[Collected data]
PR #3994, opened 2023-10-28
Fix crash on await (a ** b)

### LINKED ISSUE #3676: bug formatting await (a**b)
**Describe the bug**

black converts `await (a**b)` into `await a ** b` (if run with --fast) 

**To Reproduce**

```python
async def name_5():
    await (name_1 ** name_4)
```

```sh
$ black file.py
```

The resulting error is:

> cannot format file.py: INTERNAL ERROR: ...

**Expected behavior**

black should preserve the braces and be able to format the file

**Environment**

python -m black, 23.3.1.dev10+geb32729 (compiled: no)
Python (CPython) 3.11.3

**Additional context**

error log:
``` diff
--- src
+++ dst
@@ -14,34 +14,34 @@
             None,  # NoneType
         )  # /arguments
       body=
         Expr(
           value=
-            Await(
-              value=
-                BinOp(
-                  left=
+            BinOp(
+              left=
+                Await(
+                  value=
                     Name(
                       ctx=
                         Load(
                         )  # /Load
                       id=
                         'name_1',  # str
                     )  # /Name
-                  op=
-                    Pow(
-                    )  # /Pow
-                  right=
-                    Name(
-                      ctx=
-                        Load(
-                        )  # /Load
-                      id=
-                        'name_4',  # str
-                    )  # /Name
-                )  # /BinOp
-            )  # /Await
+                )  # /Await
+              op=
+                Pow(
+                )  # /Pow
+              right=
+                Name(
+                  ctx=
+                    Load(
+                    )  # /Load
+                  id=
+                    'name_4',  # str
+                )  # /Name
+            )  # /BinOp
         )  # /Expr
       decorator_list=
       name=
         'name_5',  # str
       returns=


```

For context:
I currently write a generator wich generates random python code. This is still work in progress, but finding bugs in black shows me that I am on the right track.
I will provide a script similar to `scripts/fuzz.py` as soon as it is ready.

JelleZijlstra:
Fixes #3676

### DIFF
--- a/src/black/linegen.py
+++ b/src/black/linegen.py
@@ -1354,14 +1354,18 @@ def remove_await_parens(node: Node) -> None:
                 if bracket_contents.type != syms.power:
                     ensure_visible(opening_bracket)
                     ensure_visible(closing_bracket)
-                elif (
-                    bracket_contents.type == syms.power
-                    and bracket_contents.children[0].type == token.AWAIT
-                ):
-                    ensure_visible(opening_bracket)
-                    ensure_visible(closing_bracket)
-                    # If we are in a nested await then recurse down.
-                    remove_await_parens(bracket_contents)
+                elif bracket_contents.type == syms.power:
+                    if bracket_contents.children[0].type == token.AWAIT:
+                        ensure_visible(opening_bracket)
+                        ensure_visible(closing_bracket)
+                        # If we are in a nested await then recurse down.
+                        remove_await_parens(bracket_contents)
+                    elif (
+                        len(bracket_contents.children) == 3
+                        and bracket_contents.children[1].type == token.DOUBLESTAR
+                    ):
+                        ensure_visible(opening_bracket)
+                        ensure_visible(closing_bracket)
 
 
 def _maybe_wrap_cms_in_parens(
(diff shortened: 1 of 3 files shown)


tests/data/cases/remove_await_parens.py
```diff
@@ -80,6 +80,15 @@ async def main():
 async def main():
     await (yield)
 
+async def main():
+    await (a ** b)
+
+async def main():
```
JelleZijlstra, line 86: These two cases were already fine, but I added them for completeness

JelleZijlstra:
This isn't enough, it still crashes on `await (a[b] ** c)`.

src/black/linegen.py
```diff
@@ -1354,14 +1354,18 @@ def remove_await_parens(node: Node) -> None:
...
-                    ensure_visible(opening_bracket)
-                    ensure_visible(closing_bracket)
-                    # If we are in a nested await then recurse down.
-                    remove_await_parens(bracket_contents)
+                elif bracket_contents.type == syms.power:
+                    if bracket_contents.children[0].type == token.AWAIT:
+                        ensure_visible(opening_bracket)
+                        ensure_visible(closing_bracket)
+                        # If we are in a nested await then recurse down.
+                        remove_await_parens(bracket_contents)
```
hauntsaninja, line 1362: When do we need to manually make this recursive call?

JelleZijlstra: Seems like we don't, all the tests pass if I remove it. We'll visit nested awaits anyway because this is invoked from a visitor. It also isn't necessary for removing multiple pairs of parens; we have tests for that.

hauntsaninja (approved):

PR #1940, opened 2019-10-17
Removed anchored='false' attribute from examples in SA.html, Using Po…

### LINKED ISSUE #1932: Example error in 16.1.2 Using Pointers and Links (first example following Dunciad image)
The first example following the Dunciad image reads:
```xml
<l>(Diff'rent our parties, but with equal grace</l>
<l>The Goddess smiles on Whig and Tory race,</l>
<l>
 <note type="imitation" place="bottom"
  anchored="false">
  <bibl>Virg. Æn. 10.</bibl>
  <quote>
   <l>Tros Rutulusve fuat; nullo discrimine habebo.</l>
   <l>—— Rex Jupiter omnibus idem.</l>
  </quote>
 </note>'Tis the same rope at sev'ral ends they twist,
</l>
<l>To Dulness, Ridpath is as dear as Mist)</l>
```
*****
First, the value of 'anchored="false"' is simply wrong. What else could Verse 283-84. or the prose "With equal grace Our Goddess smiles on Whig and Tory race" be other than anchors? 

Second, the anchors are simply lost from the note, although one could record a decision to not capture anchors but that should be mentioned in the text here, lest casual readers become confused. 

Third, the note confused two notes, the first one being the two anchors plus Virg. Æn. 10., which is one entire note, with "Tros Rutulusve fuat; nullo discrimine habebo. -- Rex Jupiter omnibus idem." which is a second note, albeit also found in Virg. Æn. 10.

This will be clearer if you consult the image of the 1829 edition here: http://grubstreetproject.net/works/T5549?display=image&page=162

Which clearly anchors both notes to V. 283-84 (plus the prose anchor) and uses "idem." to tie the second note to the reference Virg. Æn. 10.

In summary, there should be two distinct note elements, both anchored by verse and prose and containing distinct content. I'll file separate comments on the other examples but in general they follow a similar theme.

pdurusau:
Removed anchored='false' attribute from examples in SA.html, Using Pointers and Links

### DIFF
--- a/P5/Source/Guidelines/en/SA-LinkingSegmentationAlignment.xml
+++ b/P5/Source/Guidelines/en/SA-LinkingSegmentationAlignment.xml
@@ -162,7 +162,7 @@ of notes, one headed <q>Remarks</q> and the other
 <q>Imitations</q>.</note>
 <egXML xmlns="http://www.tei-c.org/ns/Examples" xml:lang="mul" source="#SAPTEG-eg-3"><l>(Diff'rent our parties, but with equal grace</l>
 <l>The Goddess smiles on Whig and Tory race,</l>
-<l><note type="imitation" place="bottom" anchored="false">    
+<l><note type="imitation" place="bottom">    
     <bibl>Virg. &#xC6;n. 10.</bibl>
     <quote>
 <l>Tros Rutulusve fuat; nullo discrimine habebo.</l>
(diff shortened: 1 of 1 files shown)


sydb:
Hi @pdurusau! Long time no see! Good to hear from you. But I am curious about what you have against those `@anchored` attributes. You are not suggesting these notes are, in fact, anchored, are you? Or are you just thinking the extra attribute is not helpful in this discussion about how one connects an annotation with that which is annotated?

pdurusau:
Sorry for the long absence, trying to recapture some TEI skills for a lexicon project. 

Yes, the notes are anchored, else how to you explain Verse 283-284 at the beginning of the footnote (in the image of the text to be encoded)? Isn't that an anchor? Granting the anchor isn't captured by the encoding in question, which is an encoding choice, but in the text being encoded, the anchor does in fact exist. Yes? 

Removing the anchored="false" corrects the mis-impression that no anchor existed in the text being encoded. The omission of anchoring text should be mentioned in the encoding description if not elsewhere as well.

sydb:
I approve. Merge away!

**INSTRUCTIONS TO FOLLOW**
Line by line, reproduce the records above exactly.

**SOLVED PROBLEM**
PR #3994, opened 2023-10-28
Fix crash on await (a ** b)

### LINKED ISSUE #3676: bug formatting await (a**b)
**Describe the bug**

black converts `await (a**b)` into `await a ** b` (if run with --fast) 

**To Reproduce**

```python
async def name_5():
    await (name_1 ** name_4)
```

```sh
$ black file.py
```

The resulting error is:

> cannot format file.py: INTERNAL ERROR: ...

**Expected behavior**

black should preserve the braces and be able to format the file

**Environment**

python -m black, 23.3.1.dev10+geb32729 (compiled: no)
Python (CPython) 3.11.3

**Additional context**

error log:
``` diff
--- src
+++ dst
@@ -14,34 +14,34 @@
             None,  # NoneType
         )  # /arguments
       body=
         Expr(
           value=
-            Await(
-              value=
-                BinOp(
-                  left=
+            BinOp(
+              left=
+                Await(
+                  value=
                     Name(
                       ctx=
                         Load(
                         )  # /Load
                       id=
                         'name_1',  # str
                     )  # /Name
-                  op=
-                    Pow(
-                    )  # /Pow
-                  right=
-                    Name(
-                      ctx=
-                        Load(
-                        )  # /Load
-                      id=
-                        'name_4',  # str
-                    )  # /Name
-                )  # /BinOp
-            )  # /Await
+                )  # /Await
+              op=
+                Pow(
+                )  # /Pow
+              right=
+                Name(
+                  ctx=
+                    Load(
+                    )  # /Load
+                  id=
+                    'name_4',  # str
+                )  # /Name
+            )  # /BinOp
         )  # /Expr
       decorator_list=
       name=
         'name_5',  # str
       returns=


```

For context:
I currently write a generator wich generates random python code. This is still work in progress, but finding bugs in black shows me that I am on the right track.
I will provide a script similar to `scripts/fuzz.py` as soon as it is ready.

JelleZijlstra:
Fixes #3676

### DIFF
--- a/src/black/linegen.py
+++ b/src/black/linegen.py
@@ -1354,14 +1354,18 @@ def remove_await_parens(node: Node) -> None:
                 if bracket_contents.type != syms.power:
                     ensure_visible(opening_bracket)
                     ensure_visible(closing_bracket)
-                elif (
-                    bracket_contents.type == syms.power
-                    and bracket_contents.children[0].type == token.AWAIT
-                ):
-                    ensure_visible(opening_bracket)
-                    ensure_visible(closing_bracket)
-                    # If we are in a nested await then recurse down.
-                    remove_await_parens(bracket_contents)
+                elif bracket_contents.type == syms.power:
+                    if bracket_contents.children[0].type == token.AWAIT:
+                        ensure_visible(opening_bracket)
+                        ensure_visible(closing_bracket)
+                        # If we are in a nested await then recurse down.
+                        remove_await_parens(bracket_contents)
+                    elif (
+                        len(bracket_contents.children) == 3
+                        and bracket_contents.children[1].type == token.DOUBLESTAR
+                    ):
+                        ensure_visible(opening_bracket)
+                        ensure_visible(closing_bracket)
 
 
 def _maybe_wrap_cms_in_parens(
(diff shortened: 1 of 3 files shown)


tests/data/cases/remove_await_parens.py
```diff
@@ -80,6 +80,15 @@ async def main():
 async def main():
     await (yield)
 
+async def main():
+    await (a ** b)
+
+async def main():
```
JelleZijlstra, line 86: These two cases were already fine, but I added them for completeness

JelleZijlstra:
This isn't enough, it still crashes on `await (a[b] ** c)`.

src/black/linegen.py
```diff
@@ -1354,14 +1354,18 @@ def remove_await_parens(node: Node) -> None:
...
-                    ensure_visible(opening_bracket)
-                    ensure_visible(closing_bracket)
-                    # If we are in a nested await then recurse down.
-                    remove_await_parens(bracket_contents)
+                elif bracket_contents.type == syms.power:
+                    if bracket_contents.children[0].type == token.AWAIT:
+                        ensure_visible(opening_bracket)
+                        ensure_visible(closing_bracket)
+                        # If we are in a nested await then recurse down.
+                        remove_await_parens(bracket_contents)
```
hauntsaninja, line 1362: When do we need to manually make this recursive call?

JelleZijlstra: Seems like we don't, all the tests pass if I remove it. We'll visit nested awaits anyway because this is invoked from a visitor. It also isn't necessary for removing multiple pairs of parens; we have tests for that.

hauntsaninja (approved):

PR #1940, opened 2019-10-17
Removed anchored='false' attribute from examples in SA.html, Using Po…

### LINKED ISSUE #1932: Example error in 16.1.2 Using Pointers and Links (first example following Dunciad image)
The first example following the Dunciad image reads:
```xml
<l>(Diff'rent our parties, but with equal grace</l>
<l>The Goddess smiles on Whig and Tory race,</l>
<l>
 <note type="imitation" place="bottom"
  anchored="false">
  <bibl>Virg. Æn. 10.</bibl>
  <quote>
   <l>Tros Rutulusve fuat; nullo discrimine habebo.</l>
   <l>—— Rex Jupiter omnibus idem.</l>
  </quote>
 </note>'Tis the same rope at sev'ral ends they twist,
</l>
<l>To Dulness, Ridpath is as dear as Mist)</l>
```
*****
First, the value of 'anchored="false"' is simply wrong. What else could Verse 283-84. or the prose "With equal grace Our Goddess smiles on Whig and Tory race" be other than anchors? 

Second, the anchors are simply lost from the note, although one could record a decision to not capture anchors but that should be mentioned in the text here, lest casual readers become confused. 

Third, the note confused two notes, the first one being the two anchors plus Virg. Æn. 10., which is one entire note, with "Tros Rutulusve fuat; nullo discrimine habebo. -- Rex Jupiter omnibus idem." which is a second note, albeit also found in Virg. Æn. 10.

This will be clearer if you consult the image of the 1829 edition here: http://grubstreetproject.net/works/T5549?display=image&page=162

Which clearly anchors both notes to V. 283-84 (plus the prose anchor) and uses "idem." to tie the second note to the reference Virg. Æn. 10.

In summary, there should be two distinct note elements, both anchored by verse and prose and containing distinct content. I'll file separate comments on the other examples but in general they follow a similar theme.

pdurusau:
Removed anchored='false' attribute from examples in SA.html, Using Pointers and Links

### DIFF
--- a/P5/Source/Guidelines/en/SA-LinkingSegmentationAlignment.xml
+++ b/P5/Source/Guidelines/en/SA-LinkingSegmentationAlignment.xml
@@ -162,7 +162,7 @@ of notes, one headed <q>Remarks</q> and the other
 <q>Imitations</q>.</note>
 <egXML xmlns="http://www.tei-c.org/ns/Examples" xml:lang="mul" source="#SAPTEG-eg-3"><l>(Diff'rent our parties, but with equal grace</l>
 <l>The Goddess smiles on Whig and Tory race,</l>
-<l><note type="imitation" place="bottom" anchored="false">    
+<l><note type="imitation" place="bottom">    
     <bibl>Virg. &#xC6;n. 10.</bibl>
     <quote>
 <l>Tros Rutulusve fuat; nullo discrimine habebo.</l>
(diff shortened: 1 of 1 files shown)


sydb:
Hi @pdurusau! Long time no see! Good to hear from you. But I am curious about what you have against those `@anchored` attributes. You are not suggesting these notes are, in fact, anchored, are you? Or are you just thinking the extra attribute is not helpful in this discussion about how one connects an annotation with that which is annotated?

pdurusau:
Sorry for the long absence, trying to recapture some TEI skills for a lexicon project. 

Yes, the notes are anchored, else how to you explain Verse 283-284 at the beginning of the footnote (in the image of the text to be encoded)? Isn't that an anchor? Granting the anchor isn't captured by the encoding in question, which is an encoding choice, but in the text being encoded, the anchor does in fact exist. Yes? 

Removing the anchored="false" corrects the mis-impression that no anchor existed in the text being encoded. The omission of anchoring text should be mentioned in the encoding description if not elsewhere as well.

sydb:
I approve. Merge away!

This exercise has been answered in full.